Tory Plans to Restrict Judicial Review Will Weaken the Rule of Law

Proposals undermine government accountability. Wonder why that's a goal of any government? Answer: They do not want to be held to account for their actions

Proposals to restrict judicial review are an affront to the principles of fairness and government accountability and should be dropped, a cross-party group of MPs and peers has said.

In a letter to the justice secretary, Robert Buckland, the signatories, including Liberal Democrat, Labour, Green party and Scottish National party MPs, say changes to the way legal challenges against the government can be brought are unjustified.

After a four-week consultation, the government confirmed in the Queen’s speech that it would press ahead with a judicial review bill, legislating to “restore the balance of power between the executive, legislature and the courts”.

In their letter to Buckland, the Lib Dem leader, Ed Davey, Labour’s Clive Lewis, the SNP’s Joanna Cherry QC, the Green MP Caroline Lucas and 28 others say the proposals:

“would weaken both individuals and the courts, and effectively put government actions beyond the reach of the law.

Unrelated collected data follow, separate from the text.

PR #6389, opened 2020-10-19
Update CHANGELOG.md

RDCH106:
Fixed a couple of incorrections detected in `CHANGELOG.md`.

It may be convenient to update [releases notes](https://github.com/gogs/gogs/releases) because in the 0.13 version some configuration options will be deprecated.

### DIFF
--- a/CHANGELOG.md
+++ b/CHANGELOG.md
@@ -24,7 +24,6 @@ All notable changes to Gogs are documented in this file.
 - Configuration section `[service]` is no longer used.
 - Configuration option `APP_NAME` is no longer used.
 - Configuration option `[security] REVERSE_PROXY_AUTHENTICATION_USER` is no longer used.
-- Configuration option `[database] PASSWD` is no longer used.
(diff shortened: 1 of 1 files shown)


CHANGELOG.md
```diff
@@ -24,7 +24,6 @@ All notable changes to Gogs are documented in this file.
 - Configuration section `[service]` is no longer used.
 - Configuration option `APP_NAME` is no longer used.
 - Configuration option `[security] REVERSE_PROXY_AUTHENTICATION_USER` is no longer used.
-- Configuration option `[database] PASSWD` is no longer used.
```
unknwon, line 27: I don't think this is a valid deletion?

unknwon (changes requested):
Thanks :)

CHANGELOG.md
RDCH106: Why not?

It seems duplicated:

imagen

I can't see the difference... 😅

unknwon: Oh, OK, didn't see it in diffs 😅

unknwon (approved):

“Together, these changes would make it much harder for people to put things right when mistakes are made or governments overstep their bounds. They would undermine the rule of law and the crucial principles of fairness and accountability.”

A judicial review is a court proceeding where a judge examines the lawfulness of an action or a decision of a public body. The judicial review looks at the way a decision has been reached, rather than the rights and wrongs of that decision.

The letter, also signed by Plaid Cymru, Democratic Unionist party and Alliance party MPs, says the changes are based on a “false claim” by the government that a panel led by Lord Faulks QC had found that courts in judicial review cases had become more prone “to edge away from a strictly supervisory jurisdiction”.

Faulks has since said the panel did not identify such a “trend” and “was not ultimately convinced that judicial review needed radical reform”. The Bar Council, Law Society, Constitutional and Administrative Law Association, Liberty, Justice and the Public Law Project have all pointed out this disconnect with Faulks’s review, the letter says.